- Siege of Curicta: Part of Caesar's Civil War
| Date | c. late June 49 BC |
| Location | Curicta, Adriatic Sea45°4′N 14°36′E﻿ / ﻿45.067°N 14.600°E |
| Result | Pompeian victory |
| Territorial changes | Capture of Curicta by Optimates |

Belligerents
- Optimates: Populares

Commanders and leaders
- Lucius Scribonius Libo Marcus Octavius: Gaius Antonius (POW) P. Cornelius Dolabella (POW) Titus Pullo

Units involved
- Unknown: Many legionaries Some Gallic auxiliaries Fleet of ships

Strength
- 15 cohorts 40 galleys: Unknown

Casualties and losses
- Unknown: Nearly all land units captured Fleet lost

= Siege of Curicta =

Siege in 49 BC

The siege of Curicta was a military confrontation that took place during the early stages of Caesar's Civil War. Occurring in 49 BC, it saw a significant force of Populares commanded by Gaius Antonius besieged on the island of Curicta by an Optimate fleet under Lucius Scribonius Libo and Marcus Octavius. It immediately followed and was the result of a naval defeat by Publius Cornelius Dolabella and Antonius eventually capitulated under prolonged siege. These two defeats were some of the most significant suffered by the Populares during the civil war.

== Background ==

Deteriorating relations between Gaius Julius Caesar and the Roman Senate, with the support of Gnaeus Pompeius Magnus ("Pompey the Great"), culminated in Caesar crossing the Rubicon river in January 49BC and thus being labelled as an enemy of the people. Caesar seized numerous cities, towns and settlements such as Arretium, Auximum, Asculum and most significantly Corfinium as he moved down the Italian Peninsula. In response, Pompey evacuated his army across the Adriatic Sea to Greece. Despite failing to stop the evacuation at Brundisium, Caesar had succeeded in gaining full control of the peninsula.

== Prelude ==
Following the Siege of Brundisium, Caesar gave command of a fleet of 40 ships to Publius Cornelius Dolabella and sent him to patrol the coastline of Illyricum in order to protect against the Pompeian fleet. Gaius Antonius, the brother of Marcus Antonius, had also been appointed as Caesar's governor of Illyricum and had a significant force of 15 cohorts stationed on the island of Curicta and along the nearby shoreline.

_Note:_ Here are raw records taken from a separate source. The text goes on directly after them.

PR #4863, opened 2026-07-07
[main] Skip auth filter for cellnet protocol-level bye messages

nvshaxie:
Forward-port of #4569 (which fixed NVBug 6154369 on the 2.8 branch) to main, **plus a security tightening of the bye auth-bypass guard** (per review).

On main, `validate_auth_headers()` still exempts only Register/Challenge, not Bye, so any cell shutdown (e.g. `nvflare poc stop`) logs a spurious `unauthenticated msg (channel='cellnet.channel' topic='bye') ... missing client name` ERROR, and the receiver's `_peer_goodbye` never runs (agent cleanup waits on the heartbeat timeout instead of firing immediately).

### Changes
- `defs.py`: add `CellChannel.CELLNET` + `CellChannelTopic.Bye` canonical constants (from #4569).
- `core_cell.py`: use the canonical constants instead of local string literals (from #4569).
- `authenticator.py`: bypass auth for a cellnet `bye` **only when the message actually terminates at this cell**, i.e. `DESTINATION == local_cell_fqcn`. `validate_auth_headers()` gains a `local_cell_fqcn` parameter, supplied at all three call sites (server via `self.cell`, relay via `my_fqcn`, admin HCI client via `self.cell`); it fails closed when the FQCN is unknown.

### Why the guard differs from the 2.8 original
The shipped 2.8 fix (`b4fb37c4`) guarded the bypass with `to_cell == destination`. That compares two sender-controlled headers to each other and never checks that the message terminates here — and because `_forward` rewrites `TO_CELL` at each hop, the equality also holds at the terminal hop of a *forwarded* bye, so a crafted bye addressed to another cell could still slip through and evict that cell's upstream agent. This PR replaces that guard with `DESTINATION == local_cell_fqcn`: the incoming filter runs before CoreCell's forward decision, so a bye whose `DESTINATION` is this cell is handled locally and never forwarded, while one naming another cell falls through to normal auth. Legitimate byes are always direct-neighbor (`Cell.stop()` broadcasts to directly-connected agents, so `DESTINATION` is the receiving cell), so real byes are unaffected — verified end-to-end (the "missing client name" ERROR stays gone).

### Tests
- Added unit tests in `authenticator_test.py`: a bye terminating here is bypassed; a forwarded/forged bye (including one with `TO_CELL == DESTINATION` pointing at another cell) is rejected; no local FQCN fails closed.
- Fixed two existing test doubles (`__new__`-built `FederatedServer`, HCI `_FakeCell`) that didn't expose the cell FQCN the guard now reads.

Follow-up (not this PR): main's guard is now strictly stronger than the 2.8 branch's shipped `to_cell == destination`; the same strengthening should be back-ported to 2.8.

### Types of changes
- [x] Quick tests passed locally (unit tests + black/isort/flake8 on changed files).
- [ ] Documentation updated.


nvflare/private/fed/authenticator.py
```diff
@@ -372,6 +372,27 @@ def validate_auth_headers(
...
+    # normal auth check in that case. The explicit ``to_cell is not None``
+    # check rejects crafted messages that omit both headers (None == None
+    # would otherwise pass).
+    to_cell = message.get_header(MessageHeaderKey.TO_CELL)
+    destination = message.get_header(MessageHeaderKey.DESTINATION)
+    if (
+        topic == CellChannelTopic.Bye
+        and channel == CellChannel.CELLNET
+        and to_cell is not None
+        and to_cell == destination
```
YuanTingHsieh: **Residual auth-bypass gap — the guard doesn't enforce the "direct-neighbor" property its comment claims.** (Pre-existing in the 2.8 original `b4fb37c4`; noting it here since this PR is touching the guard.)

`to_cell == destination` compares two headers that are both sender-controlled, and the block never checks `destination == <this cell's own FQCN>`. I traced the full chain on this branch:

- The auth filter is registered `channel="*", topic="*"` (fed_server.py:1103; relay.py:218), so it runs on every incoming message, including byes that will be forwarded.
- In `CoreCell._process_received_msg`, in-filters run (~1955) **before** the forward decision `if destination != self.my_info.fqcn: self._forward(...)` (~1996), and `TO_CELL` is not rebound on receipt (only `_forward` rewrites it). So this guard sees the sender's forged `TO_CELL`/`DESTINATION`.
- An entity that can inject into the server/relay incoming pipeline without a valid FL token sends `channel=cellnet.channel, topic=bye, TO_CELL=X, DESTINATION=X` for some other cell X. `to_cell==destination` → bypass → returns `None` (auth passed). Since `destination (X) != my fqcn`, the message is then **forwarded** to X.
- At X, `_peer_goodbye` pops `self.agents[peer_ep.name]` where `peer_ep` is the transport endpoint the message arrived on (the server's connection) — not the attacker's ORIGIN — so X drops its upstream server agent. That's an unauthenticated peer-eviction / routing DoS: exactly the forwarded-bye eviction this comment says it prevents.

Threat model is insider/lateral, not anonymous: in secure mode the cellnet connection is mTLS, so the attacker needs a valid transport cert but no valid FL token (a provisioned-but-unauthenticated or compromised participant disrupting another participant). Impact is a transient routing disruption (the agent re-establishes on reconnect), though repeated byes could sustain it.

**Suggested fix (low-risk):** require `destination == <this cell's own FQCN>` instead of (or in addition to) `to_cell == destination`. Legitimate byes are always direct-neighbor messages — a stopping cell broadcasts bye to the cells it is directly connected to, so `destination` is always the receiving cell — so this never breaks a real bye; it only removes the forwarding path, which no legitimate bye uses. `validate_auth_headers` doesn't currently receive the cell's own FQCN, but both call sites can supply it (the server wrapper `_validate_auth_headers` is a bound method with `self.cell`; the relay wrapper has `my_fqcn` in scope).

YuanTingHsieh (commented):
The forward-port itself is faithful and the mechanical parts are clean: the `authenticator.py` block is byte-identical to the 2.8 original `b4fb37c4`, the constant values are preserved (`"cellnet.channel"`/`"bye"`) so registered callbacks still match, there are no leftover references to the removed `_CHANNEL`/`_TOPIC_BYE` constants, imports are present, and in-scope unit tests pass.

One thing worth addressing while we're touching this guard — flagging rather than hard-blocking, since it's pre-existing in the shipped 2.8 fix, not introduced here (see the inline comment). In short: the bye auth-bypass guard checks `to_cell == destination`, which compares two sender-controlled headers to each other and never verifies the message actually terminates at the receiving cell, so it doesn't achieve the "direct-neighbor only" property its own comment claims. This is the right moment to tighten it rather than port the gap verbatim — and 2.8 would want the same change.

nvflare/private/fed/authenticator.py
nvshaxie: Thanks for the careful trace — you're right, `to_cell == destination` compares two sender-controlled headers and doesn't
prove the bye terminates here. I've pushed a fix that bypasses auth only when `DESTINATION == this cell's own FQCN`. Since
the in-filter runs before CoreCell's forward decision (`if destination != my_fqcn: forward`), a bye addressed to this cell
is handled locally and never forwarded, while a bye naming another cell falls through to normal auth — closing the
forwarded-eviction path. Legitimate byes are always direct-neighbor (`Cell.stop()` broadcasts to directly-connected agents,
so DESTINATION is the receiving cell), so real byes are unaffected — verified end-to-end (the `missing client name` ERROR
stays gone). `validate_auth_headers` now takes `local_cell_fqcn`, supplied at all three call sites (server `self.cell`,
relay `my_fqcn`, admin HCI `self.cell`), failing closed when unknown. Added unit tests incl. a forged `TO_CELL ==
DESTINATION` pointing at another cell.

(Two commits: the first is the fix above; the second just updates two existing unit-test mocks/fakes — a `__new__`-built
`FederatedServer` and the HCI `_FakeCell` — that didn't expose the cell FQCN the guard now reads. No behavior change.)

YuanTingHsieh (approved):

YuanTingHsieh:
The fix itself looks good — I verified the guard end-to-end: the incoming filter runs before CoreCell's forward decision (so crafted byes addressed to other cells are rejected mid-transit), `_peer_goodbye` evicts only by the connection-stamped ENDPOINT prop (forged headers can't name a victim), all three `validate_auth_headers` call sites are covered with a fail-closed default, and 449 unit tests pass locally plus adversarial probes (bye on a non-cellnet channel, `quit` on the cellnet channel, case variants) all reject correctly.

One thing to fix before merge: **the PR description no longer matches the code.** It says the bypass is "guarded by `to_cell is not None and to_cell == destination`" and calls this a clean cherry-pick of b4fb37c4 — but ac7c79be4 deliberately replaced that guard with the stronger `DESTINATION == local_cell_fqcn` check. The PR's own test (`test_validate_auth_headers_rejects_bye_forged_to_cell_matching_destination`) shows why: TO_CELL and DESTINATION are both sender-controlled, and `_forward` rewrites TO_CELL at each hop, so the old equality also holds at the terminal hop of any forwarded message. Please update the body so the merge-commit record describes the guard that actually shipped — this is a security fix and the description is what gets read later.

Related follow-up (not this PR): since main's guard is now strictly stronger, the 2.8 branch's shipped `to_cell == destination` guard deserves the same strengthening back-ported.

nvshaxie:
Thanks @YuanTingHsieh! Updated the PR description to match the shipped code: it now documents the actual guard (`DESTINATION == local_cell_fqcn`) instead of the old `to_cell == destination`, and explains why it's stronger than the 2.8 original (TO_CELL/DESTINATION are both sender-controlled and `_forward` rewrites TO_CELL at each hop, so the old equality also holds at a forwarded bye's terminal hop). Good catch on the merge-record accuracy.

Agreed on the follow-up — I'll back-port the same `DESTINATION == local_cell_fqcn` strengthening to the 2.8 branch once this lands.

PR #4866, opened 2026-07-07
Client API design rev 2.2: heartbeat phases, per-launch tokens, F3 dependencies; add TASK_PAYLOAD_READY

YuanTingHsieh:
Design/plan revision 2.2 for Client API Execution Modes (follow-up to #4853), addressing design-review findings, plus the matching protocol-vocabulary follow-up to #4856.

**Design (`client_api_execution_modes.md`):**
- **Forward-path heartbeat rule narrowed**: the no-expiry exemption now covers only the payload-materialization phase — `TASK_ACCEPTED` → new **`TASK_PAYLOAD_READY`** message — bounded by a materialization deadline; heartbeats stay authoritative while user code trains, so a wedged process is detected at heartbeat timeout, not task timeout. Sequence diagrams updated (all four re-validated).
- **`launch_once=False` moves to launch-scoped tokens**: the CJ regenerates the token in each per-launch bootstrap config and stopping a process invalidates its token — a surviving stale process cannot authenticate against a later launch.
- Explicit mapping between lifecycle transfer states and the F3 `TransferOutcome` vocabulary (TRANSFER_COMPLETE ⇔ COMPLETED; TRANSFER_FAILED ⇔ FAILED or ABORTED; receiver truth applies before the mapping).
- `ClientAPIBackendSpec` classified internal (frozen for parallel development, not public API in 2.9); Open Questions annotated with their deciding PRs; status set to **Approved**.

**Plan (`client_api_execution_modes_plan.md`):**
- **F3-4 now hard-depends on F3-2 + F3-3** (the facade's returns-means-delivered guarantee holds only over receiver-confirmed, retry-aware outcomes with budget-bounded resolution); critical path updated — F3-2/F3-3 run in parallel behind F3-1, still inside the 10–14-week floor.
- Bookkeeping: PR-0 recorded as landing inside #4853; EX-5 moved to Wave 4 and assigned P1; CT-5 assigned P1; tier accounting made exact (36 PRs; CT-4 halves noted).

**Vocabulary (`client/cell/defs.py`):** adds `Topic.TASK_PAYLOAD_READY` — #4856 merged before the phase-boundary message was introduced; the freeze tests are updated accordingly.


YuanTingHsieh:
Folded into #4865 per review consolidation — the design revision and protocol vocabulary land with the F3 code they document.

PR #4867, opened 2026-07-08
CellPipe follow-ups: review cleanups, VIA_ROOT routing fall-through, route-loop guard

nvidianz:
## Summary

Follow-ups from the #4835 review rounds. The first commit carries the non-functional cleanups; the second closes the two functional gaps the review identified.

### Review cleanups (commit 1)
- remove the redundant CellPipe alias marker re-check after the explicit-prefix gate
- document that the missing-parent fallback intentionally mirrors root-server placement
- restore the unrelated separator blank line in the 2.8 release notes

### Routing: unconnected FQCN parents and loop protection (commit 2)
- `CoreCell._try_find_ep`: an unconnected direct plain CellPipe child now falls through to the server-root fallback. The exception is deliberately limited to this supported `VIA_ROOT` topology; ordinary same-family children and deeper descendants retain the original immediate failure behavior. This makes a `VIA_ROOT` CellPipe cell — named under the site but connected only to the server root — reachable from its own site's CP and CJ. Previously such a message died at the CP with "no connection to child" / "cannot forward req: no path" (the same failure shape as NVBug 6423409, one config away; see the #4835 merged fix for the default `VIA_CP` topology).
- `CoreCell._find_endpoint`: refuse a resolved next leg that is already on the message `ROUTE`, unless it is the final destination (replies legitimately return to a cell on the route). Resolution is deterministic, so a revisited cell would pick the same leg again and the message would bounce forever; the guard turns an unreachable-target loop (e.g. CP → server → CP for a disconnected pipe cell) into a clean `TARGET_UNREACHABLE`. This guard is what makes the fall-through above safe when the target is not connected anywhere.
- `ScriptRunner`: `valid_connect_types` listed `VIA_RELAY` twice and omitted `VIA_ROOT`, making `pipe_connect_type="via_root"` impossible to configure even though `_PIPE_CONNECT_URL` maps it and the routing layer supports (and tests) root-connected pipes. The accepted values are now derived from `PipeConnectType` so future enum members cannot be omitted by another manual-list error.

## Why

The parser cleanup preserves the existing validation behavior, and the fallback comment makes the intentional duplication explicit. The routing changes extend #4835's topology-shaped naming fix to the `VIA_ROOT` connect type: #4835 removed the phantom FQCN parent for CP- and relay-connected pipes by construction, but a root-connected pipe still has an unconnected FQCN parent (the CP), and the old hard-return dead-ended any same-family sender routing toward it. With the CellPipe-specific fall-through plus the route-loop guard, all three connect types resolve, a genuinely disconnected pipe target fails fast instead of looping, and unrelated descendant routing is unchanged.

## Validation

- `python -m pytest tests/unit_test/fuel/f3/ tests/unit_test/fuel/utils/pipe/ tests/unit_test/private/fed/authenticator_test.py tests/unit_test/job_config/script_runner_test.py -q` — 659 passed (includes the streaming end-to-end tests, which exercise live cells through the changed resolution code)
- New tests: VIA_ROOT reachability from the CP and the CJ, preserved failure behavior for ordinary direct and deeper descendants, loop-guard refuse/allow pair, and raw-string `pipe_connect_type` validation coverage (all three connect types accepted, invalid value rejected)
- Black, isort, and Flake8 on the changed Python files

NVBug: 6371056 (follow-up)
NVBug: 6423409 (follow-up; closes the residual VIA_ROOT variant of the same routing dead-end)


chesterxgchen (commented):
from claude --wrong Comments

chesterxgchen (commented):
Minor issues (non-blocking)

- Redundant _try_path call. In the fall-through case, _try_path(target_info.path) runs twice with identical arguments — once inside the is_ancestor branch, then again in the generic resolution below, guaranteed to return None the second time. Harmless (tiny path lists) but slightly wasteful; restructuring to skip the second call would be marginally cleaner.

- Guard vs. topology changes mid-flight. If a pipe cell connects between hops (e.g., after the server already forwarded once), the guard could refuse a hop that would now succeed. This is transient — the next send resolves correctly — and clearly better than an infinite bounce, so no change needed; just noting the tradeoff.

- PR body nit: the refused hop surfaces to the requester as COMM_ERROR/"cannot forward" via _forward's RETURN path, not as TARGET_UNREACHABLE directly. Cosmetic description mismatch only.

nvflare/fuel/f3/cellnet/core_cell.py
```diff
@@ -1160,17 +1183,33 @@ def _try_find_ep(self, target_fqcn: str, for_msg: Message) -> Union[None, Endpoi
             return agent.endpoint
 
         if same_family(self.my_info, target_info):
+            unconnected_pipe_child = False
             if FQCN.is_parent(self.my_info.fqcn, target_fqcn):
-                self.log_warning(msg=for_msg, log_text=f"no connection to child {target_fqcn}")
-                return None
+                if target_info.path[-1].startswith(CELL_PIPE_LEAF_PREFIX):
```
YuanTingHsieh: VIA_ROOT still permits dotted CellPipe tokens (`_cell_fqcn(..., "agent.v2", FQCN.ROOT_SERVER)` is covered in `cell_pipe_test.py`), producing `site-1.cellpipe~plain~agent.v2~active`. FQCN parsing splits this path, so `site-1` is not the direct parent and `target_info.path[-1]` is `v2~active`; this branch never marks it as an unconnected pipe child. A CP/CJ request therefore returns no path instead of falling through to the server root (I reproduced `_routing_cell("site-1", ["server"])._try_find_ep(...) is None`). Please recognize the CellPipe marker in the descendant segment(s), or disallow dotted VIA_ROOT tokens.

YuanTingHsieh (commented):
One actionable VIA_ROOT routing edge case remains for supported dotted CellPipe tokens.

nvflare/fuel/f3/cellnet/core_cell.py
nvidianz: Addressed in `c077c725b`. I kept dotted VIA_ROOT tokens supported and generalized the existing fallback to inspect the first descendant segment after the current cell for `CELL_PIPE_LEAF_PREFIX`. This lets the CP recognize `site-1.cellpipe~plain~agent.v2~active` even though FQCN splitting makes the final segment `v2~active`. Ordinary deeper descendants still fail closed unless that first descendant segment carries the explicit CellPipe marker. I also added CP and CJ regression tests for the dotted-token route. Validation: 315 CellNet/pipe/ScriptRunner tests passed, and `./runtest.sh -s` passed.

YuanTingHsieh (approved):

At some point during 49 BC, Marcus Octavius and Lucius Scribonius Libo were given command of Pompey's large fleet and directed to begin operations against Caesar's forces in the Adriatic Sea.

== Siege ==
The exact date of the siege is unknown, although most sources place it before Gaius Scribonius Curio's expedition to Africa and by taking the poet Lucan's astrological descriptions which he used to date the event in his work Pharsalia, then that would mean that the events likely occurred in June 49 BC.

Dolabella's fleet engaged with the Pompeian fleet nearby to Curicta and, being heavily outnumbered, was thoroughly beaten with the majority of his ships either destroyed or captured. Dolabella himself was also captured. Libo and Octavius then put in place a naval blockade around Curicta which drove Antonius and his men, who had seemingly no chance of relief, to near starvation.

An attempt was made to break out from the siege using rafts which were sent in by Lucius Minucius Basilus on the mainland, however the Optimates managed to capture many of these in nets of Cilician design which rose up from below the water. Aided by the tide, two of these rafts managed to make it past the nets however one of them ran aground in the nearby shallows. On board were a band of 1000 Gallic auxiliaries from Opitergium who engaged in a last stand against the Optimates for a whole day. Upon realising that they were completely surrounded with no chance of escape, they killed one another rather than surrender.

During or shortly after these events, Antonius surrendered the island to the Pompeians.

== Aftermath ==
Following the siege Antonius was captured along with the majority of his men, many of whom would soon switch sides and bolster Pompey's ranks. In fact, one of Caesar's few mentions of these events claims that a centurion named Titus Pullo who was set against him during the Battle of Pharsalus had been instrumental in undermining Gaius Antonius' efforts to defend Curicta.

The battle was regarded as a disaster for the Caesarian cause. It seems to have had considerable significance to Caesar who mentions it alongside the death of Curio at the Battle of the Bagradas as one of the worst setbacks of the civil war. Of the four instances that Suetonius gives of the most disastrous defeats suffered by Populares in the civil war, both the defeat of Dolabella's fleet and the capitulation of the legions at Curicta are listed. It is also noted that all four major defeats were suffered by subordinates and not by Caesar himself.

While the events at Curicta are referred to in Caesar's commentaries they are notably absent from his main narrative; this may be because Caesar had the defeat retroactively expunged or simply that he never got around to writing about it.